Location (season) | No. of samples classified as coming from the correct home port |
|
---|---|---|
Bilge | Swab | |
Baltimore | 4 | |
Busan | 4 | |
Charleston | 1 | 2 |
Duluth (fall) | 1 | |
Duluth (summer) | 2 | 1 |
Galveston | 1 | |
Green Bay (fall) | 1 | |
Green Bay (summer) | 2 | 2 |
Hong Kong | 5 | |
Keweenaw (summer) | 2 | 5 |
Los Angeles | 3 | |
Martigues | 1 | 2 |
Naples | 4 | |
New Orleans | 2 | 2 |
New York | 1 | |
Norfolk | 2 | |
Oakland | 4 | |
Rotterdam | 3 | |
Seattle | 2 | |
Singapore | 7 | |
Venice | 1 | 3 |
Wilhelmshaven | 5 | |
Totalb | 17/37 | 62/121 |
Our SourceTracker model suggests that the boat bacterial community has some level of similarity with the port water in which it spends most of its time.

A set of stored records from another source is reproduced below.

PR #229, opened 2012-06-09
Added comment and INTERNAL_IPS.

boco:
Deleted TODO comment.

### DIFF
--- a/piplmesh/settings.py
+++ b/piplmesh/settings.py
@@ -108,7 +108,7 @@ DEFAULT_FILE_STORAGE = 'piplmesh.utils.storage.GridFSStorage'
 # URL prefix for internationalization URLs
 I18N_URL = '/i18n/'
 
-#List of internal IPs from which django-pushserver is accessible
+# List of configured IPs from which django-pushserver passthrough callbacks are allowed
 INTERNAL_IPS = (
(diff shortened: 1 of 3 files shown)


piplmesh/settings.py
```diff
@@ -108,6 +108,11 @@
 # URL prefix for internationalization URLs
 I18N_URL = '/i18n/'
 
+#List of internal IPs from which django-pushserver is accessible
```
mitar: Not really true, only from where _django-pushserver passthrough callbacks_ are accessible.

Also this setting configures other things, so comment should reflect that. Like _This list also configures IPs from which django-pushserver passthrough callbacks are allowed._

mitar: We are doing space just after the `#`. See how other comments are done.

boco:
Changed comment.

mitar:
Now you have to update `requirements.txt` with new version of django-pushserver so that this setting will have an effect.

boco:
So I just change "django-pushserver==0.1.8" to, let's say, "django-pushserver==0.1.9" ?

mitar:
Yes, I made 0.1.9 version with your changes.

boco:
Updated.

Total shows the total number of correctly classified samples/total number of samples. The total percentages of correctly classified samples were 45.9% for bilge samples and 51.2% for swab samples.

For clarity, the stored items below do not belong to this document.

PR #240, opened 2020-02-13
HACK: Revert pin added in #233

### LINKED ISSUE #232: Move matplotlib pin to >=3.2

Oddant1:
closes #232, matplotlib 3.1.3 is producing correct heatmaps.
Selection_026

### DIFF
--- a/ci/recipe/meta.yaml
+++ b/ci/recipe/meta.yaml
@@ -25,8 +25,6 @@ requirements:
     - biom-format >=2.1.5,<2.2.0
     - ijson
     - h5py
-    - matplotlib 3.1.0
-    - matplotlib-base 3.1.0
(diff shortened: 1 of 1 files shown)


Oddant1:
Arg it's #233 not #164. 164 in sample-classifier is the issue this all originally stemmed from

PR #243, opened 2020-03-26
bowtie2 index type/formats

nbokulich:
Just porting the bowtie2 index types over from q2-shogun so that we can use this in other plugins, e.g., q2-phylogenomics.

there were no tests in q2-shogun for this type, so let's open an issue after this PR is merged if this is needed.


nbokulich:
> non-zipped artifacts (aka an artifact cache) would make this an even more useful format as we'd avoid unzipping gigabytes of data which will be re-used often.

shall I open an issue in q2-types for this? shall I also open an issue for adding tests for `Bowtie2Index`?

ebolyen:
For the former, I think that's a framework-level problem. For the latter, I'm actually a little uncertain as to what we would test, maybe the shared prefix?

Issue #194, opened 2018-09-13
zipped fasta gets imported and fails silently


BenKaehler:
**Bug Description**
zipped fasta gets imported and fails silently

**Steps to reproduce the behavior**
1. gzip a fasta file
2. `tools import --type FeatureData[Sequence]` it
3. unzip the archive and observe the horror

**Expected behavior**
It would have been super-nice if import noticed that the file was zipped and unzipped it

**Computation Environment**
- OS: linux of some sort
- QIIME 2 Release 2018.4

These results demonstrate that the amount of the port water community that is on these boats is highly variable. The microbial communities of some of our boats showed very high similarity to those of port water and/or the home port. Samples from Green Bay; Los Angeles; Baltimore, MD; New Orleans, LA; Singapore; Venice; Norfolk, VA; and Oakland showed >75% similarity of the boat microbial community to that of port water (Fig. 5). Additionally, some samples also showed >75% similarity to the community of the home port; these samples were from Green Bay, New Orleans, and Baltimore (Fig. 5). To confirm the accuracy of the SourceTracker model, we used the model to classify the port water samples on which we had trained the model. The SourceTracker model accurately classified, on average, 92% of the microbial community in the port water samples as being derived from water, suggesting that this model was accurate for classifying water communities. Interestingly, in most samples, there was a substantial amount of the boat microbial community that could not be classified as being derived from port water, and thus, between 3.19% and 99.9% of the boat microbial communities were classified as being derived from an unknown source. These results demonstrate that while the boat bacterial community may be influenced by the port water bacterial community, there are other factors that also contribute to shaping the boat bacterial community, which may not have been measured or controlled for in this study.
DISCUSSION
In this study, we compared similarities and differences in the bacterial communities of boats across 20 distinct locations worldwide. This study is among the largest global studies of boat-associated microbial diversity to date. Our goal was to determine the extent to which microbial communities from port water influence the microbial communities on boat surfaces and in bilge water.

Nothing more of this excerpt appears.